REQUIREMENT:
Starting at the top of the entries below, set down every line exactly, please, until you reach the line with "I don't know", which is included too.

───── DATA FOR THIS TASK ─────

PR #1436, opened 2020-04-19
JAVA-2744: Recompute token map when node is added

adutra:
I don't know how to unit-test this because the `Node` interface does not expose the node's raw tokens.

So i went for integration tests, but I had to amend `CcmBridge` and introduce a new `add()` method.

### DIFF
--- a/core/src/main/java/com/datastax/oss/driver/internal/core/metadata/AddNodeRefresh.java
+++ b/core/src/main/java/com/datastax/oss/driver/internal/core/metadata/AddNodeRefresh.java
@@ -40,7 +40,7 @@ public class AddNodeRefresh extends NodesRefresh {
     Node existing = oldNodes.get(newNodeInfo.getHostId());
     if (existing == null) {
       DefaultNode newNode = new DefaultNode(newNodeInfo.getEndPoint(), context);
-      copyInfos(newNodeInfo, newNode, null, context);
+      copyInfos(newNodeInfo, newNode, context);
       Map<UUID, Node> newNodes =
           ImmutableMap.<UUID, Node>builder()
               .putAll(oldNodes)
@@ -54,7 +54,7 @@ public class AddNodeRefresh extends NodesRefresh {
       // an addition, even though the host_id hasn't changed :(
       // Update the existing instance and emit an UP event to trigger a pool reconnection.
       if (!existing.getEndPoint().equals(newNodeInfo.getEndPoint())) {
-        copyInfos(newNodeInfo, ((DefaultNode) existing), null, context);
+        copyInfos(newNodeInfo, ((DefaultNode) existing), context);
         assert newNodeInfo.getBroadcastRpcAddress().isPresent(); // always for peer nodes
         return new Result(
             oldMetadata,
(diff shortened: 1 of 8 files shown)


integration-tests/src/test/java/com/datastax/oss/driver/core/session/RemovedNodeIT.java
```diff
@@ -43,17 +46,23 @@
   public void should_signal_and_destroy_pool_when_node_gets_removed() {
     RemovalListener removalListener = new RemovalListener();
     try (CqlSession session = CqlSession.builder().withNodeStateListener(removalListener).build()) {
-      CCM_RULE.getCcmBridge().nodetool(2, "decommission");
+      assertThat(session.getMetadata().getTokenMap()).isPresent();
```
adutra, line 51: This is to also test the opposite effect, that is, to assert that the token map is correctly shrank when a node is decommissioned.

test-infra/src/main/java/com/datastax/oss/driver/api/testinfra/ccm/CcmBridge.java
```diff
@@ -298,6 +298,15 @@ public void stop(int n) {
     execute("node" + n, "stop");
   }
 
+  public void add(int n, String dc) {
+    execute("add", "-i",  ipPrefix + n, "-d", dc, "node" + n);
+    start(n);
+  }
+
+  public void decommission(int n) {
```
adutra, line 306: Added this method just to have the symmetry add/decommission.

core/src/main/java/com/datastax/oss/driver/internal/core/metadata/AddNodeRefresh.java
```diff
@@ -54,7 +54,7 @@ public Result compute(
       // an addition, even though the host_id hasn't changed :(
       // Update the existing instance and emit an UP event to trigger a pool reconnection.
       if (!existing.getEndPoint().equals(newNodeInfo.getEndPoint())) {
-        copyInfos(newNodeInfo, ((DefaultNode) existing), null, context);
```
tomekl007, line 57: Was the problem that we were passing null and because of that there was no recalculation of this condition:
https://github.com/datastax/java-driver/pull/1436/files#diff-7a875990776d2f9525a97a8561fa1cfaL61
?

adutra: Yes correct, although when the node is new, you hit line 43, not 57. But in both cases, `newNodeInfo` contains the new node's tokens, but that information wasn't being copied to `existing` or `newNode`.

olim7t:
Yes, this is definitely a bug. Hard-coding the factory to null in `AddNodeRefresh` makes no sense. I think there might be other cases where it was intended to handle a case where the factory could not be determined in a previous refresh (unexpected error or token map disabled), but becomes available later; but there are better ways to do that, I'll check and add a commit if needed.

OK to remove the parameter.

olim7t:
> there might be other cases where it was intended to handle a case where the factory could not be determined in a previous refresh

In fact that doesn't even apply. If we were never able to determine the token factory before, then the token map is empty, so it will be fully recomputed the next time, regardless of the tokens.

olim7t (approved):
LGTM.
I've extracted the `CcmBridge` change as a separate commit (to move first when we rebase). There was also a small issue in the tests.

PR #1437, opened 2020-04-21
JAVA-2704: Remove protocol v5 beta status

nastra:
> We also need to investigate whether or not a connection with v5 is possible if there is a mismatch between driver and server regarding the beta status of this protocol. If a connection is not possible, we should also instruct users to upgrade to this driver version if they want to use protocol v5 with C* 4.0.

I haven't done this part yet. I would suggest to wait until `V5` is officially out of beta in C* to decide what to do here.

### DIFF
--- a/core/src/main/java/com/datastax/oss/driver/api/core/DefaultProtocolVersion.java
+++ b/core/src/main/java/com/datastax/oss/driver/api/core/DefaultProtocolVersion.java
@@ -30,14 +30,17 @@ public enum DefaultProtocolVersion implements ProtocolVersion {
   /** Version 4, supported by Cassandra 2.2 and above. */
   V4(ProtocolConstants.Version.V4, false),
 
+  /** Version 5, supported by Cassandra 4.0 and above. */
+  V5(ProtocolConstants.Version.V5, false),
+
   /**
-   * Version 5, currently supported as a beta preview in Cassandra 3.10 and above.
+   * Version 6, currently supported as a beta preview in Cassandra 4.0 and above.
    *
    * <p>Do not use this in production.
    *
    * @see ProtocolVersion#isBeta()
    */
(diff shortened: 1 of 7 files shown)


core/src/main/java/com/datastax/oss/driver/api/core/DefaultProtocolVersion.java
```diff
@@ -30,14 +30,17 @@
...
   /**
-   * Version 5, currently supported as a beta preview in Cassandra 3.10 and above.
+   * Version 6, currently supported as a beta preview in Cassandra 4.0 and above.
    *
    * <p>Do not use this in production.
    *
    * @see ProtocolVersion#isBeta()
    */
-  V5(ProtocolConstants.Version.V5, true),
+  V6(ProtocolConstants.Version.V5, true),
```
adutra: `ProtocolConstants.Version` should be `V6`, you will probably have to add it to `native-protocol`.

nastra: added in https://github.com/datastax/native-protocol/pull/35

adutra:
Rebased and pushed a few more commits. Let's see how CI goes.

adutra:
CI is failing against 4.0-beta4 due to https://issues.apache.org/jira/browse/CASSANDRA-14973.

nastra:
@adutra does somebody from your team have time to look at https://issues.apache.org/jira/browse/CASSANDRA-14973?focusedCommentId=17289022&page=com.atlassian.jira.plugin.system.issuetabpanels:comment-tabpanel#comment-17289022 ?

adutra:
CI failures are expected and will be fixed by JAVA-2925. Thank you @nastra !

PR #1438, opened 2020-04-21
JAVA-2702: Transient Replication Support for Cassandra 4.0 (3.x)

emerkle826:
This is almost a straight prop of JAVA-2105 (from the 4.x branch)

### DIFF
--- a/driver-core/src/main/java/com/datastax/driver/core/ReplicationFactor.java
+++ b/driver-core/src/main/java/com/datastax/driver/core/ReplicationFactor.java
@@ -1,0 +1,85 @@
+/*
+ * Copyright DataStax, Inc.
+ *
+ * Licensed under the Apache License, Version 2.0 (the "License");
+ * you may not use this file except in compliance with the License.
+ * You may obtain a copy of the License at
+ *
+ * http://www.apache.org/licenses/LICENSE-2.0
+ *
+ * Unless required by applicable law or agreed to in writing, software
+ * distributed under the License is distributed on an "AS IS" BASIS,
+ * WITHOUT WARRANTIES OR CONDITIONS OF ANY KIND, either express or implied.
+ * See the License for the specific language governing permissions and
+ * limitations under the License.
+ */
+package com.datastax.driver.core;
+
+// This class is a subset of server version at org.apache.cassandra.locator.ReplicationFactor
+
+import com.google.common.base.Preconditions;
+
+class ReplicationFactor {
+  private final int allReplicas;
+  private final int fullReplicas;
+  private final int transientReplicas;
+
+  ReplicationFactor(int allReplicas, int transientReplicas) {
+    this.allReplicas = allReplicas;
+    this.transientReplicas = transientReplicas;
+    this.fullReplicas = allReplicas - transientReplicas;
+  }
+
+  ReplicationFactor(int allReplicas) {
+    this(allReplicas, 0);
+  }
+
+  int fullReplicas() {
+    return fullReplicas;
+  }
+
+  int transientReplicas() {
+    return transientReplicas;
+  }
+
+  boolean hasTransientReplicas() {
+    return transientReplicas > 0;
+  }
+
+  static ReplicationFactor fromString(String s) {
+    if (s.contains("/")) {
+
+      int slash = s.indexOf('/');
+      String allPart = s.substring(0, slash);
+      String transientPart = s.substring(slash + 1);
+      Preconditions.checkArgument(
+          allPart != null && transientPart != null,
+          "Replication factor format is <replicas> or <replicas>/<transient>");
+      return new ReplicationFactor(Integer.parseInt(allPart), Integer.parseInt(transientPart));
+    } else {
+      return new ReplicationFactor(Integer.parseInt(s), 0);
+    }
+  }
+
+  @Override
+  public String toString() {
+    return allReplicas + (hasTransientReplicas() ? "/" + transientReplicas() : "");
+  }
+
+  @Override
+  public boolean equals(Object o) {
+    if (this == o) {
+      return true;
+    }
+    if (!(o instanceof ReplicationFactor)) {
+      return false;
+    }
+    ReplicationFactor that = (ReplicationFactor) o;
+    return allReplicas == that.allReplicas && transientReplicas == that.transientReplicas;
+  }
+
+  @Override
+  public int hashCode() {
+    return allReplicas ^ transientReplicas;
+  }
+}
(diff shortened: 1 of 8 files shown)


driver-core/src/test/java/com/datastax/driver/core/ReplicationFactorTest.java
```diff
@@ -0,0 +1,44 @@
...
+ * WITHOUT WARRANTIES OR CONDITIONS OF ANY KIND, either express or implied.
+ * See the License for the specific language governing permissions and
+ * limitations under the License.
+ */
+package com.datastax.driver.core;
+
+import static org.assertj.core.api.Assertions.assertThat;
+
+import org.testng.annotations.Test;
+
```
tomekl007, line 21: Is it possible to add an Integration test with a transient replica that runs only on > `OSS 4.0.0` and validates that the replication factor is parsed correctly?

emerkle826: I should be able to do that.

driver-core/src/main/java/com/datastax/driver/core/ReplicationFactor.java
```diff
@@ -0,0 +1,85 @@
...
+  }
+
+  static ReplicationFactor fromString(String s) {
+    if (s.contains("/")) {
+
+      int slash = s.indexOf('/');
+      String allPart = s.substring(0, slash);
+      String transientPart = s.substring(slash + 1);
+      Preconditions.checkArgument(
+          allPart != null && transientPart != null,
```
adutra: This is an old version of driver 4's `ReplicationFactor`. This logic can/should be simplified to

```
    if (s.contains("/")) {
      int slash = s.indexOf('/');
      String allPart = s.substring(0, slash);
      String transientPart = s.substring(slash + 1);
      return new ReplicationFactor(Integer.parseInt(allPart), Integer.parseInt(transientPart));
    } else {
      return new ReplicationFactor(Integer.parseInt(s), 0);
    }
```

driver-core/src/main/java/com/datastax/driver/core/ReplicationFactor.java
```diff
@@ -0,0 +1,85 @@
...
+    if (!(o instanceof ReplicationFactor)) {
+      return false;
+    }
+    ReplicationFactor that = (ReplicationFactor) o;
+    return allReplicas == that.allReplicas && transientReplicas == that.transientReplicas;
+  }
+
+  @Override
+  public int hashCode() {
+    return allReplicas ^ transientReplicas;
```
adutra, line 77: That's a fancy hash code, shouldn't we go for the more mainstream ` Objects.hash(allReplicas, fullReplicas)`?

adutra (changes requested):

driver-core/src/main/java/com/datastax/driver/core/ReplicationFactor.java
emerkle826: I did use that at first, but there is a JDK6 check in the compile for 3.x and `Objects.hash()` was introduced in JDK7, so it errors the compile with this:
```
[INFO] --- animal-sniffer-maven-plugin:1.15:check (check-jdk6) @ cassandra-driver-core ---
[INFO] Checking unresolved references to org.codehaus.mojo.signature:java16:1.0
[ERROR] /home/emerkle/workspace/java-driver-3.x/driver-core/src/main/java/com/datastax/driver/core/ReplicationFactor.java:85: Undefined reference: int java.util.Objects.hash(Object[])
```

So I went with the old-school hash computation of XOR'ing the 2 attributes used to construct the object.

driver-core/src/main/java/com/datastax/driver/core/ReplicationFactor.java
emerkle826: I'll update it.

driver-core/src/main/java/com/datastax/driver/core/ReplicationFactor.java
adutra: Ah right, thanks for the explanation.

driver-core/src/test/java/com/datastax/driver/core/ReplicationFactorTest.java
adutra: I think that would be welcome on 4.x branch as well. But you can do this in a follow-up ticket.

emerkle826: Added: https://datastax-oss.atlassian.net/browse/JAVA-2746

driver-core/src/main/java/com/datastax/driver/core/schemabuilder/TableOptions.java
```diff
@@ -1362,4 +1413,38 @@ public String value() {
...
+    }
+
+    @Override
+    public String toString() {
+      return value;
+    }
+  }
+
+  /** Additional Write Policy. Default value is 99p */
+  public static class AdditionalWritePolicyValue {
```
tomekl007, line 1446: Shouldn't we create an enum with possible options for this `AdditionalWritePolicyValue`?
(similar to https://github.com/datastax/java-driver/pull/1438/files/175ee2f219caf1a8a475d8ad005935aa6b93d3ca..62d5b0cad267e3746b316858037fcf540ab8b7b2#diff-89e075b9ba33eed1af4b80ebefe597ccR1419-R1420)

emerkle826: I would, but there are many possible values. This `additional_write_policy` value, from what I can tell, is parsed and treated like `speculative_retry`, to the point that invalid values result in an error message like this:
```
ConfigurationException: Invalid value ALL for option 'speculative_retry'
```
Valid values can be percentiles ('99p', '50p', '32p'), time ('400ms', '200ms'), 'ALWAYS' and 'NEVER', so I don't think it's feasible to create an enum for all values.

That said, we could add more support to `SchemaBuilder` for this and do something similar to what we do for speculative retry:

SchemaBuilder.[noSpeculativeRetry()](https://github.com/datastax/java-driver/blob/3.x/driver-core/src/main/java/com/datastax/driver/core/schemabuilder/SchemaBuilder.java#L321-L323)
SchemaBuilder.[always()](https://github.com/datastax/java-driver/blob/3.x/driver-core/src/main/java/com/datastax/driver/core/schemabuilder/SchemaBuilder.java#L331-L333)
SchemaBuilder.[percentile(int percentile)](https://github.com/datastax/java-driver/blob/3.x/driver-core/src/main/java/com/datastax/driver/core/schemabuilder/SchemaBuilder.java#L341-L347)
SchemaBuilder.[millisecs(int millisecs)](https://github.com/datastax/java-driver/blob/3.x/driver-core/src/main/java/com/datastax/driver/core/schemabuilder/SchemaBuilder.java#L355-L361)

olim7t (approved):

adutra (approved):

─────

TASK SOLUTION:
PR #1436, opened 2020-04-19
JAVA-2744: Recompute token map when node is added

adutra:
I don't know how to unit-test this because the `Node` interface does not expose the node's raw tokens.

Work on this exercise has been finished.